Another measure of agricultural prosperity must be the amount of money which is being invested in buildings and works, and this fact was underlined, of course, by my noble friend when he referred to the 65,000 applications under the Farm Improvements Scheme. I should like to say a few words on this subject. My basic figures here come from the Government Blue Book on National Income and Expenditure for 1958. Your Lordships can construct a little table showing gross capital formations by agriculture in buildings and works, and I will take four years only over that period—the last years.

The first column I would call "Current Cost": that is, the amount of money actually invested for that purpose. The next column would be "Cost Index", which expresses the whole thing as a percentage; and then "Cost at 1954 Prices "—that is, reduced to the same price which I have taken as being the 1954 building prices. The 1948 figure was £21 million (we will call that Index 100) and the cost at 1954 prices was £26 million. The 1954 figure was £24, the Index was 92 (I may have these figures the wrong way round but it makes no difference).The next figure, for 1956, was £28 million with an Index of 96 and a cost at 1954 prices of £25 million; and in 1957 the investment was £27 million, with an Index of 90 and a cost at 1954 prices of £23½ million. Therefore, in real terms, that means that investment in agricultural buildings has fallen by nearly 10 per cent. between 1948 and 1957, after adjusting for inflation, increased building costs and so on.


My Lords, I do not wish to interrupt the noble Viscount, but I have not had these figures given before and I was not quite clear from which publication he was quoting. I should very much like to check these figures. Could the noble Viscount tell me the figures he is using?


My Lords, may I give the noble Earl these figures afterwards? I have sprung this upon him, though I should not have done, and I do not expect an answer now.
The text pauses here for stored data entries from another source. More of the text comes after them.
PR #9263, opened 2017-05-24
Make sure the crash reporter doesnt crash itself

ohayon:
Fixes https://github.com/fastlane/fastlane/issues/9197 by wrapping the whole crash reporter execution into a `begin/rescue` block to handle any issue that could come up including not being able to reach servers from certain places in the world.

PR #9249, opened 2017-05-23
mute `[!] Original Error` console output from test

mpirri:
### Checklist
- [x] I've run `bundle exec rspec` from the root directory to see all new and existing tests pass
- [x] I've followed the _fastlane_ code style and run `bundle exec rubocop -a` to ensure the code style is valid
- [x] I've read the [Contribution Guidelines](https://github.com/fastlane/fastlane/blob/master/CONTRIBUTING.md)
- [x] I've updated the documentation if necessary.

### Motivation and Context
When one runs `bundle exec rspec`, as one does before each and every commit, one expects to get a very neat line of green `.`s.  Except, NO! Without warning, a single, glaring, bright-red `[!] Original error` breaks the peaceful continuity of passing tests.

image
The HORROR!

This shall not stand!

Using an rspec mock as our lever, we shall move the world[*](https://www.brainyquote.com/quotes/quotes/a/archimedes101761.html) to trap this pesky crimson affront to common sense. We then devour it before it has the opportunity to offend our orderly dot sensibilities any further.

PR #9246, opened 2017-05-23
Create log archive directory in case it doesn’t exist

lyndsey-ferguson:
Fixes #8909: the `xcrun` command will fail if the `—output` directory does not exist.  We create it to ensure success.

### Checklist
- [x] I've run `bundle exec rspec` from the root directory to see all new and existing tests pass
- [x] I've followed the _fastlane_ code style and run `bundle exec rubocop -a` to ensure the code style is valid
- [x] I've read the [Contribution Guidelines](https://github.com/fastlane/fastlane/blob/master/CONTRIBUTING.md)
- [x] I've updated the documentation if necessary.

### Motivation and Context

Scan can fail when collecting logs when the directory that the logs are being expanded to does not exist. See Issue #8909.

### Description

This change uses the mkdir -p command via `FileUtils` to ensure that the destination directory exists. Tested locally with a job that was failing due to this issue.

PR #9265, opened 2017-05-24
Version bump to 2.34.0

KrauseFx:
Auto-generated by fastlane 🤖

**Changes since release '2.33.0':**

* Add opt-in for nightly builds using update_fastlane(nightly: true) (#8720) via Felix Krause
* Catch crashes in the crash reporter (#9263) via David Ohayon
* TestFairy option checking only checked for symbols, not strings (#9257) via Joshua Liebowitz
* [scan] Reduce run time by removing report generation command as separate process (#7365) via Keaton Greve
* Add a EOF newline in the pluginfile content if its not already there (#8942) via Josh Lesch
* Rescue exceptions when crash reporter cannot write out status file (#9245) via Mark Pirri
* mute `[!] Original Error` console output from test (#9249) via Mark Pirri
* Create log archive directory in case it doesn’t exist (#9246) via Lyndsey Ferguson
* [slack] Fix crash when defining FL_SLACK_DEFAULT_PAYLOADS (#9217) via Liam Nichols
* Skip error message when no simulator wasn't provided (#9240) via Felix Krause

### DIFF
--- a/fastlane/lib/fastlane/version.rb
+++ b/fastlane/lib/fastlane/version.rb
@@ -1,4 +1,4 @@
 module Fastlane
-  VERSION = '2.33.0'.freeze
+  VERSION = '2.34.0'.freeze
   DESCRIPTION = "The easiest way to automate beta deployments and releases for your iOS and Android apps".freeze
 end


taquitos (approved):
Best version bump in the history of version bumps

The figures I am quoting are derived from the Blue Book on National Income and Expenditure for 1958. I will give these figures to the noble Earl so that his experts may check them.


I thank the noble Viscount.


My Lords, as a matter of comparison it is interesting to see how industry has fared on the same basis over the same period with the figures taken from the same source, again taking 1948 as the base year, the base index being 100. For agriculture the 1957 index was 90; for the manufacturing industries as a whole the index figure for 1957 is 188, and for coal-mining, the other basic industry, the index figure for 1957 is 492. That gives a comparison of the general prosperity or of the amount invested in permanent buildings and equipment of the various industries. I consider that when the position is viewed against that general background, I have grounds for a little disquiet. I hope that when the noble Earl has had time to look at it he will prove that I am quite wrong (I do not expect him to do so now, because I know he cannot) or will undertake to look into the position.
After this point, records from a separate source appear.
PR #9277, opened 2017-05-25
Don't report crashes from plugins

ohayon:
We are reporting crashes to our crash reporter that come from plugins. We should avoid doing that to keep crash reports to just things that we can manage.

### DIFF
--- a/fastlane/lib/fastlane/actions/badge.rb
+++ b/fastlane/lib/fastlane/actions/badge.rb
@@ -20,6 +20,7 @@ module Fastlane
           Badge::Runner.new.run(params[:path], options)
         rescue => e
           # We want to catch this error and raise our own so that we are not counting this as a crash in our metrics
+          UI.verbose(e.backtrace.join("\n"))
           UI.user_error!("Something went wrong while running badge: #{e}")
         end
       end
--- a/fastlane/lib/fastlane/actions/badge.rb
+++ b/fastlane/lib/fastlane/actions/badge.rb
@@ -16,7 +16,11 @@ module Fastlane
           shield_gravity: params[:shield_gravity],
           shield_no_resize: params[:shield_no_resize]
         }
-        Badge::Runner.new.run(params[:path], options)
+        begin
+          Badge::Runner.new.run(params[:path], options)
+        rescue => e
+          UI.user_error!("Something went wrong while running badge: #{e}")
+        end
       end
 
       #####################################################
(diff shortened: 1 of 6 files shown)


fastlane/lib/fastlane/actions/badge.rb
```diff
@@ -16,7 +16,11 @@ def self.run(params)
           shield_gravity: params[:shield_gravity],
           shield_no_resize: params[:shield_no_resize]
         }
-        Badge::Runner.new.run(params[:path], options)
+        begin
+          Badge::Runner.new.run(params[:path], options)
+        rescue => e
+          UI.user_error!("Something went wrong while running badge: #{e}")
```
KrauseFx: Why do we catch and then do a user_error? Why don't we re-raise the exception? It would be cool to have some code comments here on this 👍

I next refer to the fate of the 65,000 applications under the Farm Improvement Scheme—I am quoting from a document from the noble Earl's Department. Unfortunately, I have only the English figures. The total number of applications in September was 44,683. Fifty per cent. have been approved; 14 per cent. are awaiting approval; 13 per cent. have been rejected, and 9 per cent. have been withdrawn. Fifty-seven per cent. of the applications have come from owner-occupiers and 20 per cent. from tenants. The total amount paid out by the Government in grant, at September 30, 1958, was just short of £1 million, leaving about £2 million to be borrowed. However, it may be fair to assume that not all of this would be chargeable against actual farm income, because 21 per cent.—in numbers, but not in value—of the applications came from landlords and other people without a farming income to set against it directly. I am sorry for having sprung all these points on my noble friend, but I heard of this debate only at yesterday lunch time, and it did not give me much time.
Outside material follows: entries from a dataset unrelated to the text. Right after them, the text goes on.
PR #9279, opened 2017-05-25
Fix puts crash on linux

ohayon:
Fix a crash happening while printing tables on linux machines.

### DIFF
--- a/fastlane/lib/fastlane/lane_manager.rb
+++ b/fastlane/lib/fastlane/lane_manager.rb
@@ -233,11 +233,13 @@ module Fastlane
         [key, content.to_s]
       end
 
-      require 'terminal-table'
-      puts Terminal::Table.new({
-        title: "Lane Context".yellow,
-        rows: FastlaneCore::PrintTable.transform_output(rows)
-      })
+      unless Helper.linux?
+        require 'terminal-table'
+        puts Terminal::Table.new({
+          title: "Lane Context".yellow,
+          rows: FastlaneCore::PrintTable.transform_output(rows)
+        })
+      end
     end
   end
 end
--- a/fastlane/lib/fastlane/lane_manager.rb
+++ b/fastlane/lib/fastlane/lane_manager.rb
@@ -239,8 +239,8 @@ module Fastlane
           title: "Lane Context".yellow,
           rows: FastlaneCore::PrintTable.transform_output(rows)
         })
-      rescue => e
-        os = Helper.linux? : 'linux' ? 'mac'
+      rescue
+        os = Helper.linux? ? 'linux' : 'mac'
         UI.crash!("Something went wrong trying to print the lane context on #{os}")
       end
     end
--- a/fastlane/lib/fastlane/lane_manager.rb
+++ b/fastlane/lib/fastlane/lane_manager.rb
@@ -233,12 +233,15 @@ module Fastlane
         [key, content.to_s]
       end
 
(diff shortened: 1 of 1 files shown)


KrauseFx:
Is that the only line that's crashing with this error?

ohayon:
According to our crash reporter its happening in a few more places but not nearly as frequently. Maybe we should make this change to make sure it stops this issue and then we can go in and fix the others if this works?

hjanuschka:
whats the actual problem in terminal table (is there a stacktrace?) just hiding tables does not sound like a good plan, for all the other places of the terminal-tables.

ohayon:
@hjanuschka here is the stack trace from our crash reporter
```
[EXCEPTION]: Errno::EIO: Input/output error @ io_write - <STDOUT>
[fastlane_path]/fastlane/lib/fastlane/lane_manager.rb:237:in `write'
[fastlane_path]/fastlane/lib/fastlane/lane_manager.rb:237:in `puts'
[fastlane_path]/fastlane/lib/fastlane/lane_manager.rb:237:in `puts'
[fastlane_path]/fastlane/lib/fastlane/lane_manager.rb:237:in `print_lane_context'
[fastlane_path]/fastlane/lib/fastlane/lane_manager.rb:58:in `rescue in cruise_lane'
[fastlane_path]/fastlane/lib/fastlane/lane_manager.rb:51:in `cruise_lane'
[fastlane_path]/fastlane/lib/fastlane/command_line_handler.rb:30:in `handle'
[fastlane_path]/fastlane/lib/fastlane/commands_generator.rb:104:in `block (2 levels) in run'
[gem_home]/gems/commander-fastlane-4.4.4/lib/commander/command.rb:178:in `call'
[gem_home]/gems/commander-fastlane-4.4.4/lib/commander/command.rb:153:in `run'
[gem_home]/gems/commander-fastlane-4.4.4/lib/commander/runner.rb:476:in `run_active_command'
[fastlane_path]/fastlane_core/lib/fastlane_core/ui/fastlane_runner.rb:38:in `run!'
[gem_home]/gems/commander-fastlane-4.4.4/lib/commander/delegates.rb:15:in `run!'
[fastlane_path]/fastlane/lib/fastlane/commands_generator.rb:303:in `run'
[fastlane_path]/fastlane/lib/fastlane/commands_generator.rb:42:in `start'
[fastlane_path]/fastlane/lib/fastlane/cli_tools_distributor.rb:66:in `take_off'
[fastlane_path]/bin/fastlane:20:in `<top (required)>'
/usr/local/bin/fastlane:23:in `load'
/usr/local/bin/fastlane:23:in `<main>'
```

hjanuschka:
awesome, just for the record, seems to be a write access to stdout that is already closed, but no clue when it comes down to such a situation (spaceship on lambda in a multihreaded env?)

hjanuschka (approved):

KrauseFx:
I'm not super happy about applying a patch without knowing why we run into this error. But it seems like we don't have a way to actually reproduce the problem on our side, so 👍 from my side

ohayon:
Totally agree with you @KrauseFx, my thought was, by adding the OS into the crash report, we could at least get some idea as to where this is coming from.

lacostej:
@ohayon shouldn't the environment be part of the crash information all the time? :)

KrauseFx:
@lacostej we currently don't track any environment data with the crash reporter.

I had the impression from the noble Earl's former speech—probably wrongly—that he was a little complacent about the state of agriculture at the moment. I may be entirely wrong, but that was my impression. May I remind him from the Price Review figures that the under-recoupment figure, which the farmers have had to make good as best they can, now totals £195¾ million. That figure conies from the British Farmer of April 26, 1958.

Before I sit down I should like to add a word about a wrong impression which I myself gave the last time that I spoke in your Lordships' House on agricultural matters. I was charmingly "ticked off" about it the next day by my noble friend. I should like to try to put this matter straight, if I may. I used the word "brilliant" in connection with our research institutes. I must assure noble Lords that when I said "brilliant" I meant nothing but "brilliant"; and I still say "brilliant", again meaning nothing other than "brilliant". To explain a little more, I do not think that any of our work study answers are ridiculous, but I think that it is possible to apply them when the governing conditions of the whole problem are those of the size of the holding and the amount of labour which must be employed. One cannot consider less than one indivisible man. It may be that the holding is of such a size that other enterprises are impossible, and to try to solve the problem by producing answers from work study can lead to a wrong answer. I do not wish to say that this happens frequently—as I do not think it does; but it has happened. Possibly I should not have drawn attention to a case which I believe occurred; but I did so and I was properly, and deservedly, "ticked off" for it. I hope, however, that your Lordships will accept the explanation I have given.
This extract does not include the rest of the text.